State how many lines of the records below contain the word "GlyphFormat", giving the number and nothing else.

SOURCE RECORDS:
-----

Issue #1959, opened 2017-10-28
fast-shadows of apple emoji aren't colored


Gankro:
Now that we correctly prevent emoji from being effected by colors, the colors we try to apply to them as fast shadows get ignored.

test case:

```
<span style="text-shadow: 2px 2px 0px red">
    Shadow
    <span style="color: blue">🎉</span>
    <span style="color: rgba(0,0,0,0.7)">🎉</span>
    <span style="color: rgba(0,0,255,0.4)">🎉</span>
    <span style="color: transparent">🎉</span>
</span>
```

screen shot (with blurred version for reference)

<img width="266" alt="screen shot 2017-10-27 at 11 29 31 pm" src="https://user-images.githubusercontent.com/1136864/32130885-c0dc7a2a-bb6e-11e7-9181-733f25d29f79.png">

Gankro:
live version is near the top of https://gankro.github.io/blah/webtests/text.html

lsalzman:
Gecko bug https://bugzilla.mozilla.org/show_bug.cgi?id=1425157

glennw:
Fixed in #2223.

Issue #1917, opened 2017-10-23
Incorrect text shadows with 0 blur on color emoji


lsalzman:
In the text shadow with 0 blur case, we use the normal text shader. For color emoji, this shader samples the bitmap color data, and then multiplies by the shadow color, when it should just be simply the shadow color. We probably need to punt back to the text shadow shader somehow or modify the text shader somehow to handle this case.

kvark:
I'm not sure I understand why the shadow application for blur=0 should be different (replace vs multiply) from the more general shadow case.
Also, this needs a corresponding Bugzilla issue.

mstange:
It shouldn't be different. The bug is that it is different at the moment. The blur shader ignores R/G/B, the text shader respects it (which is incorrect for shadows).

mstange:
I suggest closing this issue in favor of #1959 which has a screenshot and is easier to understand.

glennw:
Fixed in #2223.

PR #2223, opened 2017-12-13
ignore glyph color data when doing fast shadows

lsalzman:
This addresses issues #1959 and #1917. We need to swizzle away the glyph's color data for emoji fast shadows. Rather than introducing more shaders/ifdefs to deal with this, I added a reasonably cheap programmable swizzle in the shader to control this. A side benefit of this is that we also get rid of the need for the separate shader with the subpixel-with-bg-color blending passes as they now just use the swizzle mechanism.

In the process of this I noticed that the idea of directly stuffing the shadow color into the font on the cloned text run primitive for the fast shadow has a downside: it will usually cause the font to hash differently and so make duplicate entries in the glyph cache. So I added a shadow_color field back onto TextRunPrimitiveCpu, serving dual purposes that 1) lets the font itself hash the same while also 2) indicating down to the batching code that we have to use shadows in the first place (and thus need to enable the swizzle).

---
This change is [Reviewable](https://reviewable.io/reviews/servo/webrender/2223)


glennw:
This looks good in general, but there are a couple of test failures on CI. I haven't looked at them - it may just need a reference image update. Also, can we do a gecko try once those are resolved and add a reftest?

lsalzman:
Can we use the Apple Color Emoji font from wrench without having to include it in tree? Does it support using font handles, essentially? Would be needed for a simple testcase, unfortunately.

jrmuizel:
Yeah, I believe we should be able to use it without including it. We
support getting a font by name on OS X.

lsalzman:
Fixed reftest failures

webrender/res/ps_text_run.glsl
```diff
@@ -160,16 +163,13 @@ void main(void) {
 void main(void) {
     vec3 tc = vec3(clamp(vUv.xy, vUvBorder.xy, vUvBorder.zw), vUv.z);
     vec4 mask = texture(sColor0, tc);
+    mask.rgb = mask.rgb * vMaskSwizzle.x + mask.a * vMaskSwizzle.y;
```
kvark: I think `mix(mask.rgb, mask.aaa, vMaskSwizzle)` would look cleaner, and also reflect the fact you only need one value in the `vMaskSwizzle` instead of two.

webrender/src/frame_builder.rs
```diff
@@ -1345,6 +1345,7 @@ impl FrameBuilder {
             glyph_gpu_blocks: Vec::new(),
             glyph_keys: Vec::new(),
             offset: run_offset,
+            shadow_color: ColorU::new(0, 0, 0, 0),
```
kvark: Would be best (but not required) to have the `TextRunPrimitiveCpu` in a separate commit, since it's technically independent of the mask swizzling.

webrender/src/renderer.rs
```diff
@@ -1597,7 +1597,6 @@ pub struct Renderer {
     // output, and the cache_image shader blits the results of
     // a cache shader (e.g. blur) to the screen.
     ps_text_run: TextShader,
-    ps_text_run_subpx_bg_pass1: TextShader,
```
kvark: nice! 👍

webrender/src/tiling.rs
```diff
@@ -581,6 +581,11 @@ fn add_to_batch(
                         ],
                     };
 
+                    // Ignore color and only sample alpha when shadowing.
+                    if text_cpu.shadow_color.a != 0 {
```
kvark: a helper method would be cleaner: `if text_cpu.is_shadow()`

webrender/src/tiling.rs
```diff
@@ -595,10 +600,7 @@ fn add_to_batch(
                                 BlendMode::SubpixelConstantTextColor(text_cpu.font.color.into())
                             }
                         }
-                        GlyphFormat::Alpha |
-                        GlyphFormat::TransformedAlpha |
-                        GlyphFormat::Bitmap |
-                        GlyphFormat::ColorBitmap => BlendMode::PremultipliedAlpha,
+                        _ => BlendMode::PremultipliedAlpha,
```
kvark: any particular reason for this change? In general, providing all the enum values is preferred for issuing an error whenever the enum changes.

webrender/res/ps_text_run.glsl
mstange: This is not true for `MODE_SUBPX_BG_PASS1` which uses `vec2(-1.0, 1.0)` as the swizzle.

lsalzman:
Some changes to address review comments

webrender/res/ps_text_run.glsl
kvark: Good point! It's technically not a swizzle then.

lsalzman:
I managed to find a script that let me create color emoji fonts at https://github.com/behdad/color-emoji

I used this to build a simple single glyph color emoji ttf that gets used for a new testcase.

lsalzman:
Ugh, seems like there might be problems with the generated TTFs in certain versions of FreeType. For now I'll just leave the emoji reftest out of this PR, as it might take a while to figure that issue out and resolve it separately.

wrench/reftests/text/reftest.list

-----

OUTPUT OF THE TASK: 4